Question

Keesha is looking at a beetle with a magnifying glass. She wants to see an upright, enlarged image at a distance of \(25 \mathrm{cm} .\) The focal length of the magnifying glass is \(+5.0 \mathrm{cm} .\) Assume that Keesha's eye is close to the magnifying glass. (a) What should be the distance between the magnifying glass and the beetle? (b) What is the angular magnification? (tutorial: magnifying glass II).

Short answer

Answer: The distance between the magnifying glass and the beetle is 6.25 cm, and the angular magnification of the magnifying glass is 5.

Step-by-step solution

Recall the lens formula

First, we need to recall the lens formula, which relates the object distance (p), the image distance (q), and the focal length (f) as follows: \( \frac{1}{f} = \frac{1}{p} + \frac{1}{q} \)

Plug in the values

We are given that the image distance (q) is \(25 \mathrm{cm}\) and the focal length (f) is \(+5.0 \mathrm{cm}\). Plugging these values into the lens formula, we get: \( \frac{1}{+5.0} = \frac{1}{p} + \frac{1}{25} \)
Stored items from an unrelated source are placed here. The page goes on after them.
PR #3526, opened 2016-07-18
docs(INSTALL.md): add RtAudio to list of dependencies

zetok:
Added only for Debian, Ubuntu and Fedora, since Arch and openSUSE don't
have it in repos.

Also add dependency to Linux travis and `simple_make.sh`.

Minimal required version might be wrong – that's the lowest version that
is available on distro (Fedora) that is new enough to compile qTox.

Someone else will have to figure out osx travis.

cc @RowenStipe ?

### DIFF
--- a/.travis/build-ubuntu_14_04.sh
+++ b/.travis/build-ubuntu_14_04.sh
@@ -35,6 +35,7 @@ sudo apt-get install -y \
     libopenal-dev \
     libopus-dev \
     libqrencode-dev \
+    librtaudio-dev \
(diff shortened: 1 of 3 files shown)


antis81:
LGTM so far. Don't know what to do with the missing distros. Should we compile and package by ourselves on those?

zetok:
> Should we compile and package by ourselves on those?

That's up to people who package qTox for those distros :)

antis81:
@zetok Merged.

PR #3534, opened 2016-07-21
Fix desktop stream crash

Diadlo:


sudden6:
If I read this correctly the qDebug() statements will be called for every frame and create massive logspam. Is this PR intended only for testing?

Diadlo:
This PR for tests, now

sudden6:
ok, please put this information in the comment in the future.

zetok:
03c50764d6d0cc8acd8e319715ccd2d423e0bf2c fixes #3527 for me.

Add to commit message info "why", i.e. that it fixes an issue where stuff crashed because $reasons

Generally, commits should explain what their purpose is, not only what is done, but also why.

\+ `Fixes #3527`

Solve for the object distance

To find the object distance (p), we can rearrange and solve the equation: \( \frac{1}{p} = \frac{1}{+5.0} - \frac{1}{25} \) \( \frac{1}{p} = \frac{4}{25} \) \( p = \frac{25}{4} \) \( p = 6.25 \mathrm{cm} \) So the distance between the magnifying glass and the beetle should be \(6.25 \mathrm{cm}\).

Recall the formula for angular magnification

Next, let's find the angular magnification. Recall the formula for angular magnification (M): \( M = \frac{25 \mathrm{cm}}{f} \)
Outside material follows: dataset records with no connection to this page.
PR #3540, opened 2016-07-23
[WIP] Moved loading video device in another thread.

### LINKED ISSUE #2058: Switching to 'Audio/Video' settings tab is blocked on camera initialisation

Diadlo:
Fix #2058.

---

This change is [Reviewable](https://reviewable.io/reviews/tux3/qtox/3540)

### DIFF
--- a/src/video/videosurface.cpp
+++ b/src/video/videosurface.cpp
@@ -26,6 +26,7 @@
 #include "src/core/core.h"
 #include "src/widget/style.h"
 
+#include <QtConcurrent/QtConcurrentRun>
 #include <QPainter>
 #include <QLabel>
 #include <QDebug>
@@ -60,6 +61,7 @@ VideoSurface::VideoSurface(const QPixmap& avatar, VideoSource *source, QWidget* 
 
 VideoSurface::~VideoSurface()
 {
+    QMutexLocker l(&bigLock);
     unsubscribe();
 }
 
@@ -80,9 +82,14 @@ void VideoSurface::setSource(VideoSource *src)
     if (source == src)
         return;
 
-    unsubscribe();
-    source = src;
-    subscribe();
+    // To don't block GUI thread.
+    QtConcurrent::run([this, src]()
+    {
+        QMutexLocker l(&bigLock);
+        unsubscribe();
+        source = src;
+        subscribe();
+    });
 }
 
 QRect VideoSurface::getBoundingRect() const
@@ -110,6 +117,7 @@ QPixmap VideoSurface::getAvatar() const
 
 void VideoSurface::subscribe()
 {
+    QMutexLocker l(&subscribeLock);
     if (source && hasSubscribed++ == 0)
     {
         source->subscribe();
@@ -120,6 +128,7 @@ void VideoSurface::subscribe()
 
 void VideoSurface::unsubscribe()
 {
+    QMutexLocker l(&subscribeLock);
     if (!source || hasSubscribed == 0)
         return;
 
--- a/src/widget/form/settings/avform.cpp
+++ b/src/widget/form/settings/avform.cpp
@@ -29,6 +29,7 @@
 #include "src/core/core.h"
 #include "src/core/coreav.h"
 
+#include <QtConcurrent/QtConcurrent>
 #include <QDebug>
 #include <QShowEvent>
 #include <map>
@@ -113,8 +114,8 @@ void AVForm::showEvent(QShowEvent* event)
 {
     getAudioOutDevices();
     getAudioInDevices();
-    createVideoSurface();
     getVideoDevices();
+    createVideoSurface();
 
     if (!subscribedToAudioIn) {
         // TODO: this should not be done in show/hide events
@@ -533,6 +534,7 @@ void AVForm::createVideoSurface()
 {
     if (camVideoSurface)
         return;
+
     camVideoSurface = new VideoSurface(QPixmap(), CamFrame);
     camVideoSurface->setObjectName(QStringLiteral("CamVideoSurface"));
     camVideoSurface->setMinimumSize(QSize(160, 120));
@@ -544,12 +546,16 @@ void AVForm::killVideoSurface()
 {
     if (!camVideoSurface)
         return;
+
     QLayoutItem *child;
     while ((child = gridLayout->takeAt(0)) != 0)
         delete child;
 
     camVideoSurface->close();
-    delete camVideoSurface;
+    QtConcurrent::run([this]()
+    {
+        delete camVideoSurface;
+    });
     camVideoSurface = nullptr;
 }
 
--- a/src/widget/form/settings/avform.cpp
+++ b/src/widget/form/settings/avform.cpp
@@ -198,8 +198,8 @@ void AVForm::selectBestModes(QVector<VideoMode> &allVideoModes)
     for (int i = 0; i < allVideoModes.size(); ++i)
     {
         VideoMode mode = allVideoModes[i];
-        QString pixelFormat = CameraDevice::getPixelFormatString(mode.pixel_format);
-        qDebug("width: %d, height: %d, FPS: %f, pixel format: %s", mode.width, mode.height, mode.FPS, pixelFormat.toStdString().c_str());
+//        QString pixelFormat = CameraDevice::getPixelFormatString(mode.pixel_format);
+//        qDebug("width: %d, height: %d, FPS: %f, pixel format: %s", mode.width, mode.height, mode.FPS, pixelFormat.toStdString().c_str());
 
         // PS3-Cam protection, everything above 60fps makes no sense
         if (mode.FPS > 60)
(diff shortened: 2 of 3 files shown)


src/widget/form/settings/avform.cpp
```diff
@@ -116,6 +117,12 @@ void AVForm::showEvent(QShowEvent* event)
     createVideoSurface();
     getVideoDevices();
 
+    // To don't block GUI thread.
+    QtConcurrent::run([this]()
+    {
+        camVideoSurface->setSource(&camera);
```
BiTOk: Is this really can be called from separate thread?

Diadlo: I don't find any reason, why not

BiTOk: Straight call qwidget from another thread usually is bad practice. Are you sure that setSource is thread-safe?

antis81: @diadlo The actual problem here is: You're wrapping one problem in another one. However you can move the `QtConcurrent` call inside the setter and make that completely "self-managed", like this:

``` c++
void VideoSurface::setSource(VideoSource *src)
{
    if (source == src)
        return;

    QtConcurrent::run([this]()
    {
        // note:
        // The actual problem is inside the (un-)subscribe methods,
        // which are long running operations.
        // It is a good idea to turn "source" into a 
        // `QExplicitlySharedDataPointer`, doing the
        // subscription in c'tor/d'tor of a shared object
        // (inherit `VideoSource` from `QSharedData`)
        unsubscribe();
        source = src;
        subscribe();
    }
}
```

In theory, calling a QWidget's method, that doesn't update the GUI, is safe. Creating a QWidget itself within thread context, other than the main thread (aka "GUI thread") leads to an assertion: `ASSERT failure in QWidget: "Widgets must be created in the GUI thread."` Why? Because rendering is not thread-safe and would cause a race, when updating the widget. Thus, it is not only bad practice, but it doesn't work at all.

Diadlo: But this functions don't render anything

antis81: This is exactly what I said. Just move that code and it will be fine. :)

Diadlo: @antis81 Interesting. After move `QtConcurrent::run` into `VideoSurface::setSource`, returned old behavior.

TheNain38: @Diadlo I don't know how `QtConcurrent::run` works, but maybe the function can't exit, when there's still some code inside a `QtConcurrent::run` executing?

sudden6:
@TheNain38 that would completely defeat the purpose of another thread :)

src/widget/form/settings/avform.cpp
sudden6: @TheNain38 that would completely defeat the purpose of another thread :)

TheNain38: @sudden6 Yes, but the fact that the old behavior comes back... is weird, so, I thought of something weird ^^

Diadlo:
Fixed. But switching many times on/out av-tab creates queue and small freeze. But I think is not a problem for real user-case

src/video/videosurface.cpp
```diff
@@ -68,9 +70,14 @@ void VideoSurface::setSource(VideoSource *src)
     if (source == src)
         return;
 
-    unsubscribe();
-    source = src;
-    subscribe();
+    // To don't block GUI thread.
+    QtConcurrent::run([this, src]()
```
antis81, line 86: You don't require "this" here.

Diadlo, line 86: `bigLock`, `(un)subscribe`, `source` non-static.
They can't be called/setted without object.

src/video/videosurface.cpp
```diff
@@ -68,9 +70,14 @@ void VideoSurface::setSource(VideoSource *src)
     if (source == src)
         return;
 
-    unsubscribe();
-    source = src;
-    subscribe();
+    // To don't block GUI thread.
+    QtConcurrent::run([this, src]()
+    {
+        QMutexLocker l(&bigLock);
```
antis81, line 88: This is wrong. QtConcurrent is designed to be used without external mutexes. Following the code, you will find `bigLock` is relocked, which should cause a race to happen.

Btw. Why do you want to wrap an already running threaded operation in another thread. That totally makes no sense at all. Looks more like something is wrong with the underlying threads, so that the GUI thread is blocked.

Diadlo, line 88: I want to wrap `subscribe` in another thread because it call `CameraSource::openDevice()` for camera, which can load camera very long (and if had problem -- forever)

Diadlo, line 88: > QtConcurrent is designed to be used without external mutexes.

@antis81 Do you have any proof?

antis81, line 88: > Do you have any proof?

First, here's what the docs state:

``` text
The QtConcurrent namespace provides high-level APIs that make it possible to write multi-threaded programs without using low-level threading primitives.
…
```

That means, it is designed to not use any mutexes or semaphores! So if you feel the need to lock a mutex here, something's wrong… :)

Second, when using a mutex, you need to know exactly when to lock and unlock it to avoid very hard to fix races (deadlock)! In this specific case I wonder why it even works, because if you follow the flow into `CameraSource::subscribe` (and unsubscribe respectively), you'll find, that it should actually relock `bigLock`, causing a deadlock:

``` c++
bool CameraSource::subscribe()
{
    QMutexLocker l{&biglock};

    if (!_isOpen)
    {
        ++subscriptions;
        return true;
    }

    if (openDevice())
    {
        ++subscriptions;
        return true;
    }
    else
    {
        while (device && !device->close()) {}
        device = nullptr;
        cctx = cctxOrig = nullptr;
        videoStreamIndex = -1;
        // Memfence so the stream thread sees a nullptr device
        std::atomic_thread_fence(std::memory_order_release);
        return false;
    }

}
```

This already runs in a non-blocking context! So the question here is: What blocks the main thread?

Anyway, I found another QtConcurrent::run in another place in code. Maybe you can take some inspriation from there:

``` c++
ToxFriendCall::~ToxFriendCall()
{
    if (timeoutTimer)
        delete timeoutTimer;

    if (videoEnabled)
    {
        // This destructor could be running in a toxav callback while holding toxav locks.
        // If the CameraSource thread calls toxav *_send_frame, we might deadlock the toxav and CameraSource locks,
        // so we unsuscribe asynchronously, it's fine if the webcam takes a couple milliseconds more to poweroff.
        QtConcurrent::run([](){CameraSource::getInstance().unsubscribe();});
        …
    }
}
```

Probably it helps to move the `QtConcurrent::run` inside `Videsurface::subscribe(source)` and call it like so:

``` c++
VideoSurface::setSource(src) {
    if (src != source) {
         unsubscribe();

         QtConcurrent::run([src]() {
             subscribe(src);
         }
         // note: you can also think of running subscribe asynchronously in general and move the `QtConcurrent::run` inside.
    }
}

Hope that helps.


```

src/video/videosurface.cpp
antis81, line 86: See comment below… :)

antis81:
@Diadlo By @initramfs recent internal refactor/redesign activities concerning video resource management, it now doesn't hang the UI anymore an shows "instantly", which makes this PR obsolete. Please try it for yourself and give a short feedback, cause I like to close this one.

Diadlo:
@antis81 For me it is don't fixed. And now (on notebook) I have infinite freeze on go away from av tab (I think, depend on #3575)

initramfs:
@Diadlo The commit hash referenced in issue #3575 refers to a qTox revision before my videoframe refactor was merged. Does your deadlock issue still present on the current `HEAD` of master (63db185 as of writing)? If so, could you update the information in issue #3575 to indicate the new line numbers (blocking points)?

@antis81 Prior to my videoframe refactor the video loading time was: camerasource lock acquisition + video device loading time. Where the lock acquisition could block for a very long time. My PR mostly got rid of that. However, the actual video device loading time has not been eliminated (this is mostly a function of ffmpeg). I personally still experience a loading time of several seconds when selecting a desktop screen source (I have a 4K panel) which I think somewhat justifies the intent of this PR.

---

Review status: 0 of 3 files reviewed at latest revision, 2 unresolved discussions, some commit checks failed.

---

_Comments from [Reviewable](https://reviewable.io:443/reviews/qtox/qtox/3540#-:-KPD9IefqzC8xPtNAETT:baw6xwy)_

Diadlo:
@initramfs Yes, still deadlock. Information was updated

Plug in the values and solve for angular magnification

Now, we can plug in the values for the image distance (q) and the focal length (f) to find the angular magnification: \( M = \frac{25}{5.0} \) \( M = 5 \) The angular magnification of the magnifying glass is 5. So, the distance between the magnifying glass and the beetle should be \(6.25 \mathrm{cm}\), and the angular magnification is 5.